PR #1299, opened 2023-07-26
feat: responsive detail page

d-loose:
UDENG-1048

First iteration on a responsive detail page whose width matches that of the grid of cards.

[Screencast from 2023-07-26 17-27-56.webm](https://github.com/ubuntu/app-store/assets/113362648/d6965c92-3338-4781-b151-243848273577)

### DIFF
--- a/lib/constants.dart
+++ b/lib/constants.dart
@@ -3,15 +3,6 @@ import 'package:flutter/material.dart';
 const kAppName = 'App Store';
 const kGitHubRepo = 'ubuntu/app-store';
 
-const kCardMargin = 4.0;
-const kPaneWidth = 204.0;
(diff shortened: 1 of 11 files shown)


jpnurmi (approved):
LGTM :+1:

Feichtmeier:
Borders aside, but why don't you use the AppPage? 
We specifically designed the page to be responsive to 3 sizes of the screen. Utilizing the ride side more when the window is really big:

[Bildschirmaufzeichnung vom 2023-07-27, 00-33-47.webm](https://github.com/ubuntu/app-store/assets/15329494/87bcb307-8d58-4f4b-af37-3c9f2b2e751c)

@anasereijo ?

PR #1300, opened 2023-07-27
feat: add progressProvider

d-loose:
Adds a provider that returns a stream of the total progress values for a list of change IDs


jpnurmi (approved):
LGTM :+1:

PR #1303, opened 2023-07-28
fix(detail): ensure either local or store snap is available

d-loose:
Waits for `getStoreSnap` to emit at least one event before building the detail page


jpnurmi (approved):
LGTM :+1:

PR #1304, opened 2023-07-28
feat: add method to cancel ongoing change

d-loose:
Assumes that there is only a single active change, triggered by the user.


jpnurmi (approved):
LGTM :+1:

PR #1307, opened 2023-08-01
feat: add secondary actions button

d-loose:
UDENG-1048

[Screencast from 2023-08-01 12-26-28.webm](https://github.com/ubuntu/app-store/assets/113362648/352f794d-5877-4356-99c9-c5b287bea6f7)


lib/layout.dart
```diff
@@ -5,6 +5,7 @@ const kPaneWidth = 204.0;
 const kPagePadding = 16.0;
 const kSearchBarWidth = 424.0 - 2 * kCardMargin;
 const kIconSize = 56.0;
+const kPrimaryActionButtonWidth = 136.0;
```
jpnurmi, line 8: i'm confused :) isn't this the same as the existing push button width?

jpnurmi (approved):
LGTM :+1:

PR #1310, opened 2023-08-02
feat: manage page plumbing and updates

d-loose:
UDENG-794

Adds a view model for the manage page that exposes an 'update all' method and provides separate lists for locally installed snaps with and without available updates.

There's some overlap with the detail page's view model - maybe we can extract the waiting logic into a separate class/mixin?


jpnurmi (approved):
Nice, LGTM :+1:

PR #1314, opened 2023-08-04
refactor: add SnapCategoryEnum

d-loose:
Adds more structure for the snap categories in the spirit of the former `SnapSection`.


jpnurmi (approved):
LGTM :+1:

PR #1315, opened 2023-08-04
feat: add explore page banner

d-loose:
UDENG-1048

[Screencast from 2023-08-04 17-41-02.webm](https://github.com/ubuntu/app-store/assets/113362648/4d647ea4-7541-41d5-8a2d-de8453d2a369)

Will import the rest of @Zoospora's gradient colors later.


jpnurmi (approved):
LGTM :+1: 

If you have spare time in the future, it'd be strongly recommended to use `CustomScrollView` + `SliverGrid`. It would allow mixing the grid with other stuff in the same scroll view without having to turn on shrink wrapping.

---*---

• _Assigned task_:
Reproduce exactly every line that sits between the start of the entries and the line bearing "PR #1303, opened 2023-07-28", counting both of those lines.

• _Result of this task_:
PR #1299, opened 2023-07-26
feat: responsive detail page

d-loose:
UDENG-1048

First iteration on a responsive detail page whose width matches that of the grid of cards.

[Screencast from 2023-07-26 17-27-56.webm](https://github.com/ubuntu/app-store/assets/113362648/d6965c92-3338-4781-b151-243848273577)

### DIFF
--- a/lib/constants.dart
+++ b/lib/constants.dart
@@ -3,15 +3,6 @@ import 'package:flutter/material.dart';
 const kAppName = 'App Store';
 const kGitHubRepo = 'ubuntu/app-store';
 
-const kCardMargin = 4.0;
-const kPaneWidth = 204.0;
(diff shortened: 1 of 11 files shown)


jpnurmi (approved):
LGTM :+1:

Feichtmeier:
Borders aside, but why don't you use the AppPage? 
We specifically designed the page to be responsive to 3 sizes of the screen. Utilizing the ride side more when the window is really big:

[Bildschirmaufzeichnung vom 2023-07-27, 00-33-47.webm](https://github.com/ubuntu/app-store/assets/15329494/87bcb307-8d58-4f4b-af37-3c9f2b2e751c)

@anasereijo ?

PR #1300, opened 2023-07-27
feat: add progressProvider

d-loose:
Adds a provider that returns a stream of the total progress values for a list of change IDs


jpnurmi (approved):
LGTM :+1:

PR #1303, opened 2023-07-28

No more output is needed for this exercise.